Odessa along with Mariupol and Dnepropetrovsk and Kharkov in the north will not be
so easily reconciled to the idea of Ukraine. As it stands, violence has been commonplace
in such places ever since the coup of 2014. Just because unlike in the Donbass republics,
there is not out and out war, does not mean things are peaceful.

The regions may well go their own way and sooner than many suspect.
4. Its the economy, stupid!
Somalia has long been called a failed state due to the weak Mogadishu governments
inability to maintain a functional state.

Likewise, post-Gaddafi Libya is now several states in one, with two factions in two cities
(Tripoli and Benghazi) competing for legitimacy. Compounding this are a plethora of
tribal factions and terrorist groups including ISIS, who control parts of the country.
There is no central economy and resources are constantly being plundered and sold on
the black market, often with the help of the Sicilian mafia.

Ukraine too is a mafia state. Corruption in state-owned corporations, lack of any


accountability among offices, one of the most corrupt and violent business cultures in
the world, difficulty in the government collecting revenue and a thriving black market,
has depressed the economy of a state which was since 1991 has never been a picture of
economic health.

Unable to pay for its own necessities let alone its war of aggression, the Kiev
government is almost entirely reliant on foreign aid.

With the EU states having their own economic and political crises and Donald Trump
appearing less and less interested in paying for states like Ukraine, the fascist regime is
more than just an aggressive state, it is a failed state.

The combination of regions uncomfortable with ethno-centric and linguistically


discriminatory laws with central bankruptcy is a recipe for civil strife. Many of the
Russian regions of the country would be more economically healthy if they formed their
own federation or indeed returned to Russia.
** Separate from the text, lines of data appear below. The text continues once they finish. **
PR #665, opened 2025-11-18
Use CKA_PUBLIC_KEY_INFO when available

### LINKED ISSUE #659: Use  CKA_PUBLIC_KEY_INFO in encoders if available
Instead of always recomputing the subjectPublicKeyInfo, optimize the encoders code to use directly the contents of the CKA_PUBLIC_KEY_INFO if available on the key object.

This requires attempting to pull out the attribute when the key is fetched from the token.

simo5:
#### Description

Use CKA_PUBLIC_KEY_INFO when we have a private key but public key values are requested.
This can avoid searches on the token in some case, and can avoid errors in some cases where a private key is available but a corresponding public key is not stored in the token.

Fixes #659 

#### Checklist

- [ ] Documentation updated

#### Reviewer's checklist:

### DIFF
--- a/src/encoder.c
+++ b/src/encoder.c
@@ -555,7 +555,6 @@ static int p11prov_common_encoder_encode_text(void *inctx, OSSL_CORE_BIO *cbio,
     }
 
     if (selection & OSSL_KEYMGMT_SELECT_PUBLIC_KEY) {
-        CK_KEY_TYPE type = p11prov_obj_get_key_type(key);
         CK_ATTRIBUTE *pkeyinfo = NULL;
         P11PROV_OBJ *public = NULL;
         bool free_public = false;
@@ -597,7 +596,7 @@ static int p11prov_common_encoder_encode_text(void *inctx, OSSL_CORE_BIO *cbio,
             }
         }
         if (public) {
-            ret = p11prov_obj_export_public_key(public, type, true,
+            ret = p11prov_obj_export_public_key(public,
                                                 p11prov_print_public_key, out);
             if (ret != RET_OSSL_OK) {
                 BIO_printf(out, "[Error: Failed to decode public key data]\n");
@@ -693,8 +692,8 @@ static P11PROV_RSA_PUBKEY *p11prov_rsa_pubkey_to_asn1(P11PROV_OBJ *key)
         return NULL;
     }
 
-    ret = p11prov_obj_export_public_key(key, CKK_RSA, true,
-                                        p11prov_rsa_set_asn1key_data, asn1key);
+    ret = p11prov_obj_export_public_key(key, p11prov_rsa_set_asn1key_data,
+                                        asn1key);
 
     if (ret != RET_OSSL_OK) {
         P11PROV_RSA_PUBKEY_free(asn1key);
@@ -1095,9 +1094,8 @@ int p11prov_ec_pubkey_to_x509(X509_PUBKEY *pubkey, P11PROV_OBJ *key)
     struct ecdsa_key_point keypoint = { 0 };
     int ret;
 
-    ret =
-        p11prov_obj_export_public_key(key, CK_UNAVAILABLE_INFORMATION, false,
-                                      p11prov_ec_set_keypoint_data, &keypoint);
+    ret = p11prov_obj_export_public_key(key, p11prov_ec_set_keypoint_data,
+                                        &keypoint);
     if (ret != RET_OSSL_OK) {
         ecdsa_key_point_free(&keypoint);
         return ret;
@@ -1325,8 +1323,8 @@ int p11prov_mldsa_pubkey_to_x509(X509_PUBKEY *pubkey, P11PROV_OBJ *key)
         goto done;
     }
 
-    ret = p11prov_obj_export_public_key(
-        key, CKK_ML_DSA, true, p11prov_mldsa_set_keypoint_data, &keypoint);
+    ret = p11prov_obj_export_public_key(key, p11prov_mldsa_set_keypoint_data,
+                                        &keypoint);
     if (ret != RET_OSSL_OK) {
         goto done;
     }
@@ -1439,8 +1437,8 @@ int p11prov_mlkem_pubkey_to_x509(X509_PUBKEY *pubkey, P11PROV_OBJ *key)
         goto done;
     }
 
-    ret = p11prov_obj_export_public_key(
-        key, CKK_ML_KEM, true, p11prov_mlkem_set_keypoint_data, &keypoint);
+    ret = p11prov_obj_export_public_key(key, p11prov_mlkem_set_keypoint_data,
+                                        &keypoint);
     if (ret != RET_OSSL_OK) {
         goto done;
     }
--- a/src/obj/object.h
+++ b/src/obj/object.h
@@ -69,8 +69,7 @@ CK_RV p11prov_derive_key(P11PROV_OBJ *key, CK_MECHANISM *mechanism,
                          P11PROV_SESSION **_session, CK_OBJECT_HANDLE *dkey);
 const char *p11prov_obj_get_ec_group_name(P11PROV_OBJ *obj);
 bool p11prov_obj_get_ec_compressed(P11PROV_OBJ *obj);
-int p11prov_obj_export_public_key(P11PROV_OBJ *obj, CK_KEY_TYPE key_type,
-                                  bool search_related, OSSL_CALLBACK *cb_fn,
+int p11prov_obj_export_public_key(P11PROV_OBJ *obj, OSSL_CALLBACK *cb_fn,
                                   void *cb_arg);
 int p11prov_obj_export_params(P11PROV_OBJ *obj, OSSL_CALLBACK *cb_fn,
                               void *cb_arg);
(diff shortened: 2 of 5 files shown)


src/encoder.c
```diff
@@ -62,15 +80,257 @@ static void p11prov_encoder_freectx(void *ctx)
...
+    }
+
+    type = p11prov_obj_get_key_type(key);
+    switch (type) {
+    case CKK_RSA:
+        ret = p11prov_rsa_pubkey_to_x509(pubkey, key);
+        break;
+    case CKK_EC:
+        ret = p11prov_ec_pubkey_to_x509(pubkey, key);
+        break;
```
Jakuje, line 248: Missing handling of edwards and montgomery curves?

src/encoder.c
```diff
@@ -62,15 +80,257 @@ static void p11prov_encoder_freectx(void *ctx)
...
+        P11PROV_raise(ctx->provctx, CKR_GENERAL_ERROR, "Failed to init BIO");
+        ret = RET_OSSL_ERR;
+        goto done;
+    }
+
+    type = p11prov_obj_get_key_type(key);
+    if (type != CKK_RSA) {
+        /* we exclude RSA because we need to recompute a different
+         * SubjectPublicKeyInfo in the RSA-PSS case, PKCS#11 only stores
+         * a RSA-PKCS SubjectPublicKeyInfo*/
```
Jakuje, line 305: This is interesting idea. Should the PKCS#11 store the RSA-PSS SPKI already when the allowed mechanisms force the PSS mechanisms only?

src/encoder.c
```diff
@@ -88,69 +348,243 @@ static int p11prov_rsa_print_public_key(const OSSL_PARAM *params, void *bio)
...
+
+            nid = OBJ_obj2nid(poid);
+            BIO_printf(out, "ASN1 OID: %s\n", OBJ_nid2sn(nid));
+
+            name = EC_curve_nid2nist(nid);
+            if (name) {
+                BIO_printf(out, "NIST CURVE: %s\n", name);
+            }
+        } else if (ptype == V_ASN1_SEQUENCE) {
+            /* TODO */
```
Jakuje: should this fall back to some error until the TODO is resolved? Or print at least some warning?

src/obj/fetch.c
```diff
@@ -3,38 +3,46 @@
 
 #include "obj/internal.h"
 
+#define COMMON_KEY_ATTRIBUTES \
+    { { CKA_ID, NULL, 0 }, true, false }, \
+    { \
+        { CKA_LABEL, NULL, 0 }, true, false \
+    }
```
Jakuje: I hate this formatting, but I am not sure if we can make it looking better and more readable. Could some trailing coma make it formatted nicer?

src/obj/object.h
```diff
@@ -11,6 +11,8 @@
 #define CK_P11PROV_IMPORTED_HANDLE (CK_UNAVAILABLE_INFORMATION - 1)
 /* Special value for "new key" */
 #define CKO_P11PROV_NEW_KEY CKA_P11PROV_BASE + 1
+/* Special value for public key create for private on */
```
Jakuje: not sure if I understand the original comment correctly
```suggestion
/* Special value for public key created for private key */
```

src/obj/store.c
```diff
@@ -696,6 +691,13 @@ static CK_RV return_dup_key(P11PROV_OBJ *dst, P11PROV_OBJ *src)
         dst->numattrs++;
     }
 
+    rv = obj_add_to_pool(dst);
+    if (rv != CKR_OK) {
+        /* Perhaps we should fail here, but failing to add the object on the
+        * poolid will not prevent its usage, so we just print a debug line */
```
Jakuje: ?
```suggestion
         * pool id will not prevent its usage, so we just print a debug line */
```

tests/turi
```diff
@@ -4,15 +4,23 @@
 
 source "${TESTSSRCDIR}/helpers.sh"
 
+PROPQUERY="-propquery provider=pkcs11"
+if [[  "$TOKENTYPE" = "softhsm" ]]; then
+    # softhsm breaks if we force all operation son the token...
```
Jakuje:
```suggestion
    # softhsm breaks if we force all operations on the token...
```

src/encoder.c
simo5: sounds like it ... our encoder coverage is not great...

src/encoder.c
simo5: I thought about this, but it may make the code more complicated, because we'll need to account for tokens that creates a RSA-PKCS CKA_PUBLIC_KEY_INFO struct regardless of CKA_ALLOWED_ALGORITHMS.

Even in Kryoptic, if we were to do that then we'd need special code to re-encode CKA_PUBLIC_KEY_INFO when CKA_ALLOWED_ALGORITHMS changes?

It is kind of messy, so perhaps we should open a Kryoptic token to consider it, but currently we should leave this as is.

src/encoder.c
simo5: NO, I just need to implement the TODO :-D

src/obj/object.h
simo5: sigh: "created from a private one"

src/obj/store.c
simo5: poolid is the name of the filed .. but indentation will be fixed

src/obj/fetch.c
simo5: I tried, it makes other things much worse :(

simo5: check the fixup commit, let me know if that is acceptable

Jakuje: Much better!

src/encoder.c
Jakuje: Right. I did not think this would be actionable here and now, but it might be something to consider for kryoptic eventually. The specification is saying: 

> DER-encoding of the SubjectPublicKeyInfo for the associated public key (MAY be empty; DEFAULT derived from
the underlying private key data; MAY be manually set for specific key types; if set; MUST be consistent with the underlying private key data)

which suggests it should be the RSA-PSS one in cases where we have the limitation or related certificate having the PSS SPKI (but obviously even if some HW vendor would implement it, they would do it wrong). But we can try to make it right in kryoptic :)

simo5: Feel fre to open a tracker there :-D

Jakuje: Filled latchset/kryoptic#370.

src/encoder.c
```diff
@@ -88,69 +352,265 @@ static int p11prov_rsa_print_public_key(const OSSL_PARAM *params, void *bio)
...
+                pkeyinfo = p11prov_obj_get_attr(key, CKA_PUBLIC_KEY_INFO);
+                if (pkeyinfo && pkeyinfo->ulValueLen == 0) {
+                    pkeyinfo = NULL;
+                }
+            }
+            if (!public && !pkeyinfo) {
+                /* Finally try the most expensive option */
+                public = p11prov_obj_find_associated(key, CKO_PUBLIC_KEY);
+                free_public = true;
+            }
```
Jakuje: This order sounds to me odd -- first we try `CKA_PUBLIC_KEY_INFO`  from associated public key object, then the `CKA_PUBLIC_KEY_INFO` from the private key object and then we search for the associated object.
Should not the first two be swapped?

src/encoder.c
```diff
@@ -88,69 +352,265 @@ static int p11prov_rsa_print_public_key(const OSSL_PARAM *params, void *bio)
...
+        if (ptype == V_ASN1_OBJECT) {
+            const char *name;
+
+            nid = OBJ_obj2nid(pval);
+            BIO_printf(out, "ASN1 OID: %s\n", OBJ_nid2sn(nid));
+
+            name = EC_curve_nid2nist(nid);
+            if (name) {
+                BIO_printf(out, "NIST CURVE: %s\n", name);
+            }
```
Jakuje, line 451: I see this is just moved from elsewhere, but I can not find any documentation about this function in openssl. No manual page, just a function coming from nowhere in the header file. Should not we just print the "CURVE NAME' as in the case when we have the sequence below using `OSSL_EC_curve_nid2name()`?
The same function is used also in `p11prov_print_public_key()`.

In any case, filled openssl/openssl#29180

Jakuje (dismissed):

src/encoder.c
simo5: I guess we could swap them, should make no real difference. Note that p11prov_obj_get_associated() does *not* perform a search, so it is a very cheap operation.

src/encoder.c
simo5: It is a different name, OSSL_EC_curve_nid2name() gives the OpenSSL name, while EC_curve_nid2nist(0 gives the name as NIST recognizes it.

To be fair we can probably just remove printing the NIST name, it is not necessary ...

Jakuje: I was mostly stumped with not finding any documentation about that. Not sure how much different/better/worse the output of these two is.

src/encoder.c
simo5: pushed a fixup to check if reversing order works, if it does I will squash and merge, if not I will chuck and merge w/o this change

src/encoder.c
simo5: Just to be clear, this is what we print out in that case:
```
ASN1 OID: prime256v1
NIST CURVE: P-256
```

I'll leav this in for now, it is informational and causes no issues, should that function go away we can drop it w/o consequence.

simo5:
Thanks for the review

Many would jump at such an opportunity. They soon will.

5. The EU Problem
Whereas the fascist regime in Kiev is keen to create an identity based on the myth of
Ukrainian ultra-nationalism, many of her would be colleagues in a future EU
arrangement do not share such views.
Many Poles feel that Lvov (Lwow as they call it), ought to be restored as a Polish centre
of culture, which it was even during Austrian rule. Although the city largely lost her
Polish population, if what is left of Ukraine, the western rump, were to join the EU, the
possibility of Polish repatriation could be a very real possibility due to the EUs open
border policy.

As it stands, I believe in the next few years, all Russophone regions of the country will
legally separate from the centre leaving mostly Western Ukraine and maybe some small
areas of left-bank Ukraine (possibly not).

This rump state, would have little choice but to beg the EU for membership. Brussels
may not be able to stomach the burden of even a small Ukraine. But if it did, that would
be the end of Bandarastan. It would essentially mean a state perpetually reliant on the
good will of Brussels on the physical periphery of Europe. Good luck with that!